Records for this exercise:
· · ·
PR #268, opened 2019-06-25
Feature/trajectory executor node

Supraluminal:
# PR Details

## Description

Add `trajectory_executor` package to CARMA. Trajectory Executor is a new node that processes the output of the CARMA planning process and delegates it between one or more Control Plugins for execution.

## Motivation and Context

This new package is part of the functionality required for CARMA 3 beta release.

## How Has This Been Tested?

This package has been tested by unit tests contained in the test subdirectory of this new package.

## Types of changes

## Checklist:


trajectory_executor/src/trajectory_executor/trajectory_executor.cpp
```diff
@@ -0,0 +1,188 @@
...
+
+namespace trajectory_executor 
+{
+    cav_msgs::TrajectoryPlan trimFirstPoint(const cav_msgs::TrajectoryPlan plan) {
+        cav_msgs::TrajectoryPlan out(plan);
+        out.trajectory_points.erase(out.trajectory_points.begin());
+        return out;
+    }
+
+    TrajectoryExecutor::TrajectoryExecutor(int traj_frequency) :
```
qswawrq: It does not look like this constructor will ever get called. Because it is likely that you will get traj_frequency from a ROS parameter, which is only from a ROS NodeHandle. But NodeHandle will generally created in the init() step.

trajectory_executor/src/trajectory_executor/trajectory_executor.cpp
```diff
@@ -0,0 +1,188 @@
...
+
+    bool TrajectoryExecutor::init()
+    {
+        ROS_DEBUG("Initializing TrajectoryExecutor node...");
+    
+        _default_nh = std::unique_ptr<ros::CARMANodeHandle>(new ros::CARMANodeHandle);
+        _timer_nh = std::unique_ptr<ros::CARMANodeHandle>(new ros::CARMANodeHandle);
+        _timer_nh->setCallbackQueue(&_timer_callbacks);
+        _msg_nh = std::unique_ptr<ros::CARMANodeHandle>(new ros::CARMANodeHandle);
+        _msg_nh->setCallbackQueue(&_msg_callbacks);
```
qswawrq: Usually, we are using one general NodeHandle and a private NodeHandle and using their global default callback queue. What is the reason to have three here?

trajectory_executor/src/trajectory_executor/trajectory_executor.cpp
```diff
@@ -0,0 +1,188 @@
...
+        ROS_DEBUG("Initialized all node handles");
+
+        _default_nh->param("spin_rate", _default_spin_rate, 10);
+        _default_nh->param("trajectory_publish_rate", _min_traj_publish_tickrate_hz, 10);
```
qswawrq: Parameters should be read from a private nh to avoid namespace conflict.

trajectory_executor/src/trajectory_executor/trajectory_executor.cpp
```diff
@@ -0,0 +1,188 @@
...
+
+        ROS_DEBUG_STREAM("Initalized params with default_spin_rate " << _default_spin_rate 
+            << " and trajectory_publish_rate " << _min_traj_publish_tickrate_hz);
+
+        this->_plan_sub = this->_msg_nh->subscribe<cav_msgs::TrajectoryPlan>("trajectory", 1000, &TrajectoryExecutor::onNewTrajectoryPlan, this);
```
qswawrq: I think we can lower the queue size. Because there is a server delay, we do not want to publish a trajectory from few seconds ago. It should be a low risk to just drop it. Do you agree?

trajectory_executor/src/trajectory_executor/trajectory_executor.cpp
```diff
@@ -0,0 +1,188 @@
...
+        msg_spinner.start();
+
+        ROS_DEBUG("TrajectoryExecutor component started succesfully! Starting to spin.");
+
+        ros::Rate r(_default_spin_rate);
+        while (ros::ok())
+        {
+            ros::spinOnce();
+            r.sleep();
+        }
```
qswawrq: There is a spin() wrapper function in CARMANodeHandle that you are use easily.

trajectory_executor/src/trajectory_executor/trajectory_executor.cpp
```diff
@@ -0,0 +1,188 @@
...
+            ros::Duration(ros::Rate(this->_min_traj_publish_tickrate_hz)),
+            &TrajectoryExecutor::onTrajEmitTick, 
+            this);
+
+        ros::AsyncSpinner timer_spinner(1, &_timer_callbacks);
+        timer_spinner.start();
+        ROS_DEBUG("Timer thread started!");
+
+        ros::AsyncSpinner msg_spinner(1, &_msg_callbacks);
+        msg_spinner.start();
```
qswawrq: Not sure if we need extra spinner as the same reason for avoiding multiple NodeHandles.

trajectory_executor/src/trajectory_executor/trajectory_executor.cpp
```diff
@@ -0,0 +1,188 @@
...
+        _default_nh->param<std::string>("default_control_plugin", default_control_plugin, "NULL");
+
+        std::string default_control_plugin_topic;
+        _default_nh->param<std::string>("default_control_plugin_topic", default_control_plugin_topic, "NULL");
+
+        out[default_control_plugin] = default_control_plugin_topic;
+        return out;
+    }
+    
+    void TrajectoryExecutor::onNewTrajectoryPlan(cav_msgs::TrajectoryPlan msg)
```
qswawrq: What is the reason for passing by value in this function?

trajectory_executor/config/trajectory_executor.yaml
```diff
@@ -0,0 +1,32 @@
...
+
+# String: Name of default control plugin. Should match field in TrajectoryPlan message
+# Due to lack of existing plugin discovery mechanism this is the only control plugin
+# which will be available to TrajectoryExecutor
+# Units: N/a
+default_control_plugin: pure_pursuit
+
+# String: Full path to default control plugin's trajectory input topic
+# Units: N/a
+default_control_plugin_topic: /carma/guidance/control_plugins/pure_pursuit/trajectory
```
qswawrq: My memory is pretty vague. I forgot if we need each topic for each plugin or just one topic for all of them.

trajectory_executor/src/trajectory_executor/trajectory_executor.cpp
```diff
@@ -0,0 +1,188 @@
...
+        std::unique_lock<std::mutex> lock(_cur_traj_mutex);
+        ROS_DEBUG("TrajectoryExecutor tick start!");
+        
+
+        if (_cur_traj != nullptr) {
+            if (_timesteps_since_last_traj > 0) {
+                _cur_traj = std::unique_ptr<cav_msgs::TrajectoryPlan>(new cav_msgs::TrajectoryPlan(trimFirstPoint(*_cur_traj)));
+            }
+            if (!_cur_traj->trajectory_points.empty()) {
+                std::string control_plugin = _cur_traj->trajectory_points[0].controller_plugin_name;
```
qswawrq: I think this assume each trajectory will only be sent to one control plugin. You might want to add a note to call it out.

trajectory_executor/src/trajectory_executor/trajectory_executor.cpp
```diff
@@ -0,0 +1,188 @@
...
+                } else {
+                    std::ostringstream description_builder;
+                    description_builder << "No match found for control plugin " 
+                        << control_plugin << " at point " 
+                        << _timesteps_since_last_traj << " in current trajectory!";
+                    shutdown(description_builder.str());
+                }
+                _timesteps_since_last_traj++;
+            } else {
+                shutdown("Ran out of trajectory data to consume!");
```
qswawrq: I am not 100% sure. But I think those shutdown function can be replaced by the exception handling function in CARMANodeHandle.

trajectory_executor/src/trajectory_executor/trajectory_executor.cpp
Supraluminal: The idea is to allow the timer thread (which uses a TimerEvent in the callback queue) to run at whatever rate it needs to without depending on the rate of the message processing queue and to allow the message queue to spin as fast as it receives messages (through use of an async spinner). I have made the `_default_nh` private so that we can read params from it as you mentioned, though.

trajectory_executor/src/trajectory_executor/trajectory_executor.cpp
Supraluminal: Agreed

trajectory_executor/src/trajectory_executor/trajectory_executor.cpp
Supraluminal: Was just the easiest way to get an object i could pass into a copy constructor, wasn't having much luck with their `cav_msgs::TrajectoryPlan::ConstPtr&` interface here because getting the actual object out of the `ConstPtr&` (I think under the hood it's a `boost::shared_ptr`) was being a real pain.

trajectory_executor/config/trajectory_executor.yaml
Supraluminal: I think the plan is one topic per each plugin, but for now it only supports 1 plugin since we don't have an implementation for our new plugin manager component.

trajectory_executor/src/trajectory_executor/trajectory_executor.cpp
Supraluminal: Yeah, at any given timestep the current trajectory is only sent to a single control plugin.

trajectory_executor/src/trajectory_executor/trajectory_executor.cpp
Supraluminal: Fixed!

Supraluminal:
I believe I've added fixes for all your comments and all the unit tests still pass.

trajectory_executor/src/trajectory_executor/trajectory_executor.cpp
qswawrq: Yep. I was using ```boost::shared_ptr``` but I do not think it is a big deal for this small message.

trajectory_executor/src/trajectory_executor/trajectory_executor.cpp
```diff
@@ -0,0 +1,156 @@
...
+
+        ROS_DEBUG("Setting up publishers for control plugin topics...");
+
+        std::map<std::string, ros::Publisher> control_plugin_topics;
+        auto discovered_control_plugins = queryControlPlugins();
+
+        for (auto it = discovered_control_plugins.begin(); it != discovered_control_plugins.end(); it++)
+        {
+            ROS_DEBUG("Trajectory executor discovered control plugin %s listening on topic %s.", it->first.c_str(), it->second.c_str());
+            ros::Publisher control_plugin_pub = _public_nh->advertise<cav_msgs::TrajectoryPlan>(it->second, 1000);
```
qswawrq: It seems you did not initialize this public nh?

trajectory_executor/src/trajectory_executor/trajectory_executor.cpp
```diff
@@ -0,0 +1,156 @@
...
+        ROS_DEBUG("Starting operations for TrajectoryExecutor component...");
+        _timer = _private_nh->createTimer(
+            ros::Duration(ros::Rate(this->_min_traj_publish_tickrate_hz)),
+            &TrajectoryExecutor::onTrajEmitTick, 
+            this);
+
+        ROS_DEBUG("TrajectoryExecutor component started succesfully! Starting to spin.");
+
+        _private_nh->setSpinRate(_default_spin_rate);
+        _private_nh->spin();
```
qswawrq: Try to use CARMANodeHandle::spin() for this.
· · ·
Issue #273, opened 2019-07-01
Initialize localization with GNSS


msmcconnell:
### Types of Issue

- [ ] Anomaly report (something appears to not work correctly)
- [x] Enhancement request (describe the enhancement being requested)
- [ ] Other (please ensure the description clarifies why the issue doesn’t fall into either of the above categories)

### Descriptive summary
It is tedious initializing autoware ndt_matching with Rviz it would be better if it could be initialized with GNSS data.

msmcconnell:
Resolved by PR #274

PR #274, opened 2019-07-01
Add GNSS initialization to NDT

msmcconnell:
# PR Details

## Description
· · ·
Assigned task:
Go line by line through the data, copying each one that contains the word "thread".

Your solution:
+        ROS_DEBUG("Timer thread started!");
Supraluminal: The idea is to allow the timer thread (which uses a TimerEvent in the callback queue) to run at whatever rate it needs to without depending on the rate of the message processing queue and to allow the message queue to spin as fast as it receives messages (through use of an async spinner). I have made the `_default_nh` private so that we can read params from it as you mentioned, though.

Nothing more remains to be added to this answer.